The Financial Supervisory Service will push to improve the system by imposing a blanket ban on transaction-amount-proportional events that could induce excessive trading. Based on future findings from an inspection of securities firms, it will immediately switch to on-site examinations and expand the number of targeted companies for sequential inspections.

The Financial Supervisory Service (FSS) said it will respond with the highest level of measures, including suspending overseas stock operations, if unlawful or improper acts by securities firms are found during examinations.

Financial Supervisory Service flag. /Courtesy of News1

On the 19th, the Financial Supervisory Service (FSS) released materials on the interim results of an inspection of overseas investment practices and future response plans, saying it conducted on-site inspections of six top securities firms by overseas investment transaction volume and two top managers of overseas equity funds. The inspection was jointly carried out by the FSS and the Korea Financial Investment Association from the 3rd to the 19th of this month.

Through Nov., the overseas stock brokerage fee revenue of the top 12 firms by major overseas stock transactions totaled 1.9505 trillion won, a record high. Foreign exchange fee revenue reached 452.6 billion won in the same period. That is nearly double last year's 294.6 billion won.

The Financial Supervisory Service pointed to excessive competition to attract investors as a result of the inspection. Across the securities industry, firms are competitively running aggressive events to attract overseas investment clients, such as for U.S. stocks, and to expand market share. In particular, they are encouraging more overseas investment by offering cash payments proportional to transaction amounts, purchase support funds for new and dormant clients, and fee reductions.

They are also actively encouraging overseas investment sales by reflecting overseas stock market share and fee revenue in key performance indicators (KPI) for branches and headquarters. For example, many securities firms assign separate scores related to overseas stock performance in the KPIs of branches and sales departments, and some firms reflect overseas investment performance in the KPIs of control departments.

While margin lending for overseas stocks is currently not in operation, the Financial Supervisory Service noted that, across the securities industry, guidance to clients on risks that may arise with overseas investment is insufficient compared with domestic investment. Most firms disclose risks only when the first account is set up via terms and conditions, and only some firms provide ongoing notices to clients.

All securities firms ban the sale of overseas options by individual investors that carry the risk of losses beyond principal. A securities firm that recently faced an issue over excessive advertising decided during the inspection to postpone the launch of its U.S. stock options service to next year.

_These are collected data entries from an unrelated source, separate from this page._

PR #13593, opened 2024-03-06
Experience/13480/deliveries receiver status update

### LINKED ISSUE #13480: Add Receiver Status (active or inactive) to the API return call to ensure only active receivers will be shown on Daily Data
## Problem statement

## What you need to know

## Acceptance criteria

penny-lischer:
This PR ...

Add Receiver Status parameter to the API return call to allow for only active receivers on Daily Data

Test Steps:

1. In HTTP client append the `receivingOrgSvcStatus` param to the deliveries call i.e
`/api/waters/org/ca-dph/deliveries?sortDir=DESC&sortColumn=batchReadyAt&since=2023-11-30T00:00:00.000Z&until=2023-12-31T00:00:00.000Z&receivingOrgSvcStatus=active`

## Changes
Added optional receivingOrgSvcStatus parameter to the deliveries API so that the daily data page can display only active and testing records.

### Testing
- [x] Tested locally?
- [x] Added tests?

## Linked Issues
- Fixes #13480

### DIFF
--- a/frontend-react/yarn.lock
+++ b/frontend-react/yarn.lock
@@ -7985,10 +7985,10 @@ __metadata:
   languageName: node
   linkType: hard
 
-"dompurify@npm:^3.0.8":
-  version: 3.0.8
-  resolution: "dompurify@npm:3.0.8"
-  checksum: cac660ccae15a9603f06a85344da868a4c3732d8b57f7998de0f421eb4b9e67d916be52e9bb2a57b2f95b49e994cc50bcd06bb87f2cb2849cf058bdf15266237
+"dompurify@npm:^3.0.9":
+  version: 3.0.9
+  resolution: "dompurify@npm:3.0.9"
+  checksum: 09794f2e40a0003d36e3cd70be1036f83de39d9d4a0f199c45e0b9962ce8ae5f9fe424d7edc4c8ff9ec615be9744a140d66788f0925913ac482d4628b283cae5
   languageName: node
   linkType: hard
 
@@ -14566,7 +14566,7 @@ __metadata:
     cross-env: ^7.0.3
     date-fns: ^3.3.1
     date-fns-tz: ^2.0.0
-    dompurify: ^3.0.8
+    dompurify: ^3.0.9
     dotenv-flow: ^4.1.0
     downloadjs: ^1.4.7
     eslint: ^8.57.0
--- a/frontend-react/yarn.lock
+++ b/frontend-react/yarn.lock
@@ -7985,10 +7985,10 @@ __metadata:
   languageName: node
   linkType: hard
 
-"dompurify@npm:^3.0.9":
-  version: 3.0.9
-  resolution: "dompurify@npm:3.0.9"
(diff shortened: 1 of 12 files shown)


victor-chaparro (approved):
LGTM

prime-router/docs/api/waters-delivery.yml
```diff
@@ -30,6 +30,22 @@ paths:
...
+          in: query
+          description: the fileName within the deliveries of the organization and client
+          schema:
+            type: string
+        - name: receivingOrgSvcStatus
+          in: query
+          description: "'active' or 'inactive' status of the service used by the organization. If no status is provided then all services will be returned."
+          example: "active"
+          schema:
+            type: string
```
mkalish, line 48: Nit: could you `enum: [active, inactive]` here to tighten this up

prime-router/src/main/kotlin/history/azure/HistoryDatabaseAccess.kt
```diff
@@ -72,23 +75,38 @@ abstract class HistoryDatabaseAccess(
...
+                organization, orgService, receivingOrgSvcStatus, reportId, fileName, since, until, showFailed
+            )
 
         return db.transactReturning { txn ->
             val query = DSL.using(txn)
                 // Note the report file and action tables have columns with the same name, so we must specify what we need.
                 .select(
                     ACTION.ACTION_ID, ACTION.CREATED_AT, ACTION.SENDING_ORG, ACTION.SENDING_ORG_CLIENT,
                     REPORT_FILE.RECEIVING_ORG, REPORT_FILE.RECEIVING_ORG_SVC,
+                    DSL.jsonbGetAttributeAsText(SETTING.VALUES, "customerStatus").`as`("receiving_org_svc_status"),
```
mkalish, line 92: Nit: does this value need to get returned?

prime-router/src/main/kotlin/history/azure/HistoryDatabaseAccess.kt
```diff
@@ -72,23 +75,38 @@ abstract class HistoryDatabaseAccess(
         klass: Class<T>,
         reportId: UUID? = null,
         fileName: String? = null,
+        receivingOrgSvcStatus: String? = null,
```
mkalish, line 78: Not a blocker, but what do you think about switching this to the enum to help catch any typo errors?

mkalish (approved):
No blockers from me, only thought would be if it makes sense to tighten the `receivingOrgSvcStatus` param everywhere to be the enum value rather than just a string

frontend-react/yarn.lock
mkalish, line 1: Should this be in this PR?

penny-lischer: It gets updated when doing a yarn install. I can remove it from this PR.

prime-router/src/main/kotlin/history/azure/HistoryDatabaseAccess.kt
penny-lischer: Yes. If we pass `active` then both `active` and `testing` status will get returned and we may want a way to view this in the UI.

victor-chaparro (approved):
LGTM

mkalish (approved):
:shipit:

Lee Chan-jin, governor of the Financial Supervisory Service, speaks during a meeting with asset management company CEOs at the Korea Financial Investment Association in Yeouido, Seoul, on the 17th morning. /Courtesy of News1

The Financial Supervisory Service will immediately switch to on-site examinations based on the results of the inspection. It will continue inspections of asset managers by expanding the pool of targeted companies. If unlawful or improper acts are found during examinations—such as misleading advertisements that entice investors, solicitations unsuitable for an investor's risk tolerance, or insufficient explanations of investment risks—it plans to respond strongly with the highest level of measures, including suspending overseas stock operations.

New cash-like events and advertisements related to overseas investment will be halted through the third quarter of next year. The Financial Supervisory Service will decide whether to resume them later, considering market conditions, the industry's self-correction efforts, and the progress of system improvements.

In addition, the FSS will push system improvements to impose a blanket ban in the first quarter of next year on transaction-amount-proportional events that could induce excessive trading. A revision of association rules is also necessary.

Securities firms must use home and mobile trading systems (HTS/MTS) to guide investors on risks that may arise in overseas investment, and they agreed to refrain, when drawing up next year's business plans, from excessively reflecting overseas investment-related events, advertisements, and KPIs.

An official at the Financial Supervisory Service said, "We will swiftly reflect and pursue improvement tasks through discussions with the association and the industry going forward."